» Data:

- - - -

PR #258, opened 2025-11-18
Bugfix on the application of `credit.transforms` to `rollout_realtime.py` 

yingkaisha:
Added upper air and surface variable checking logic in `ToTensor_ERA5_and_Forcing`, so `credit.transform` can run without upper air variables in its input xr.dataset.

- - - -

Your response should consist of the full listing, exactly as written.

PR #258, opened 2025-11-18
Bugfix on the application of `credit.transforms` to `rollout_realtime.py` 

yingkaisha:
Added upper air and surface variable checking logic in `ToTensor_ERA5_and_Forcing`, so `credit.transform` can run without upper air variables in its input xr.dataset.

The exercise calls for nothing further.